How Alphabet’s AI Research Tool is Revolutionizing Tropical Cyclone Prediction with Speed

When Developing Cyclone Melissa was churning off the coast of Haiti, meteorologist Philippe Papin felt certain it was about to grow into a monster hurricane.

Serving as lead forecaster on duty, he forecasted that in just 24 hours the weather system would intensify into a severe hurricane and start shifting in the direction of the coast of Jamaica. No forecaster had previously made this confident forecast for quick intensification.

However, Papin possessed a secret advantage: AI technology in the guise of the tech giant’s recently introduced DeepMind cyclone prediction system – released for the first time in June. And, as predicted, Melissa evolved into a storm of astonishing strength that ravaged Jamaica.

Increasing Reliance on AI Predictions

Meteorologists are increasingly leaning hard on Google DeepMind. On the morning of 25 October, Papin clarified in his official briefing that the AI tool was a primary reason for his confidence: “Roughly 40/50 Google DeepMind simulation runs show Melissa becoming a Category 5 storm. While I am unprepared to predict that strength at this time given path variability, that is still plausible.

“There is a high probability that a period of rapid intensification will occur as the storm drifts over exceptionally hot sea temperatures which represent the most extreme marine thermal energy in the whole Atlantic basin.”

Surpassing Conventional Systems

The AI model is the first AI model dedicated to hurricanes, and currently the first to outperform standard weather forecasters at their own game. Through all tropical systems this season, the AI is the best – surpassing experts on track predictions.

Melissa ultimately struck in Jamaica at maximum intensity, among the most powerful landfalls ever documented in nearly two centuries of data collection across the Atlantic basin. Papin’s bold forecast likely gave people in Jamaica extra time to get ready for the catastrophe, possibly saving lives and property.

The Way The Model Works

The AI system works by identifying trends that traditional lengthy physics-based prediction systems may miss.

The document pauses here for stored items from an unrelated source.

PR #2105, opened 2020-06-17
Set MatrixScale for all models just in case

priemd:
Matrices were the only models I could visually see a difference in after resize but just in case set the ScaleMatrix props to be the same on all models being adjusted to match height/width or both, not just matrix as other models sometimes were 1/10th off, others were 3-5/100th off in scale properties which is why #2044 only reported matrix resize issues as they were not visible, but this should keep all things square on resize.

### DIFF
--- a/xLights/LayoutPanel.cpp
+++ b/xLights/LayoutPanel.cpp
@@ -4641,8 +4641,9 @@ void LayoutPanel::PreviewModelResize(bool sameWidth, bool sameHeight)
     int selectedindex = GetSelectedModelIndex();
     if (selectedindex < 0) return;
 
+    std::string selectedType = modelPreview->GetModels()[selectedindex]->GetDisplayAs();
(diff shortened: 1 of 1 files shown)


AzGilrock:
Hmm...  I haven't looked at anything but my gut tells me you can't just take the scaling matrix from one model and stuff it into other models.  I'd be concerned the most about PolyLines and the two point and three point model types.  For models like that moving a point accomplishes the same thing as scaling so if you called something to set the width and you pulled a scale matrix that does something like doubling and stuff it in then you would end up with something twice as large.  For testing this you need to make sure the selected model has a matrix thats not 1,1,1 and then use all other model types with varying scale matrix values.

priemd:
bad idea here, Gil is correct. Visually I only see issues with matrix like the open issue also suggests, I had this limited to matrix only in prior PR, will recheck and resubmit that one.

“The AI performs far faster than their traditional counterparts, and the computing power is less expensive and time consuming,” stated Michael Lowry, a ex forecaster.

“This season’s events has proven in short order is that the newcomer artificial intelligence systems are competitive with and, in some cases, more accurate than the slower physics-based weather models we’ve traditionally leaned on,” he added.

Clarifying Machine Learning

It’s important to note, Google DeepMind is an example of AI training – a technique that has been used in research fields like weather science for years – and is distinct from generative AI like ChatGPT.

AI training takes large datasets and pulls out patterns from them in a such a way that its system only requires minutes to come up with an result, and can operate on a desktop computer – in strong contrast to the flagship models that authorities have utilized for decades that can take hours to process and need the largest high-performance systems in the world.

Professional Responses and Future Developments

Still, the reality that the AI could outperform previous gold-standard legacy models so rapidly is truly remarkable to meteorologists who have spent their careers trying to forecast the world’s strongest storms.

“It’s astonishing,” said James Franklin, a former forecaster. “The sample is now large enough that it’s evident this is not just chance.”

He noted that while the AI is beating all other models on forecasting the trajectory of hurricanes worldwide this year, like many AI models it sometimes errs on extreme strength forecasts wrong. It had difficulty with Hurricane Erin earlier this year, as it was also undergoing rapid intensification to category 5 north of the Caribbean.

In the coming offseason, Franklin said he intends to talk with Google about how it can enhance the DeepMind output even more helpful for forecasters by offering extra under-the-hood data they can use to assess exactly why it is coming up with its answers.

“The one thing that nags at me is that while these predictions seem to be really, really good, the results of the model is kind of a opaque process,” remarked Franklin.

Wider Industry Developments

There has never been a commercial entity that has developed a high-performance weather model which grants experts a view of its methods – unlike nearly all other models which are offered free to the public in their entirety by the governments that designed and maintain them.

Google is not alone in adopting AI to address difficult weather forecasting problems. The authorities are developing their own artificial intelligence systems in the works – which have demonstrated better performance over earlier traditional systems.

Future developments in AI weather forecasts seem to be new firms tackling formerly difficult problems such as sub-seasonal outlooks and better early alerts of tornado outbreaks and sudden deluges – and they have secured federal support to pursue this. One company, WindBorne Systems, is also deploying its proprietary atmospheric sensors to address deficiencies in the national monitoring system.

Sarah Dickerson
Sarah Dickerson

A passionate textile artist with over 15 years of experience in tapestry weaving and teaching workshops across the UK.